# what to do with this flame moss



## peanutbowl (Mar 25, 2009)

on my recent trip to san francisco, i was able to stop by AFA. i brought back a few items on the plane, one of which was this chunk of flame moss. it came attached to what looks like stainless steel mess. i would like to attach it to some mopani wood i have but i'm not sure where to start. it seems pretty well stuck to the mesh and mixed in with it is what looks to be some fine green plastic mesh. if i can use the plastic stuff to attach it to the wood, i would like to because it blends with the moss very well. what's the best way to get this stuff off of the wire mess? any help with this process would be greatly appreciated.


----------



## flashbang009 (Aug 6, 2009)

With my flame moss experience (having it attach to gravel/driftwood), is that with a steady tug it will come off, although if it is attached to mesh i imagine it would be very hard to get off without tearing some of the moss.


----------



## davemonkey (Mar 29, 2008)

I had some that was not attched to any mesh and just tied it to driftwood with fishing twine. So, you could just trim it off the wire mesh. It will grow upright on its own.

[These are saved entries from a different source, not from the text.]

PR #4782, opened 2023-04-03
Quarantine.cleanupOrphans(): Delete unviable orphan

henridf:
@arnetheduck: in cleanupOrphans, we add unviable orphans to the unviable table. Shouldn't we also delete them from the orphans table?


arnetheduck:
seems reasonable :)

Then you can put the mesh (with the moss that is left stuck in it) in your tank to grow out more moss and use that as you 'grow-out' moss.


----------



## peanutbowl (Mar 25, 2009)

I just wanted to update. This is what i ended up with, after attaching with broken little pieces of the moss where i wanted it in the mopani wood. I even got a little on the rocks. Hope it grows in nice.:rain:
http://www.aquaticplantcentral.com/forumapc/aquarium-pictures/displayimage.php?imageid=6469
My cories sat still for a second so i couldn't help but snag a shot.
http://www.aquaticplantcentral.com/forumapc/aquarium-pictures/displayimage.php?imageid=6468
That little stainless steel mesh in combination with the plastic mesh set up is perfect for growing other mosses that same as the one that came on it. I think i just learned something.:drinkers:


----------



## davemonkey (Mar 29, 2008)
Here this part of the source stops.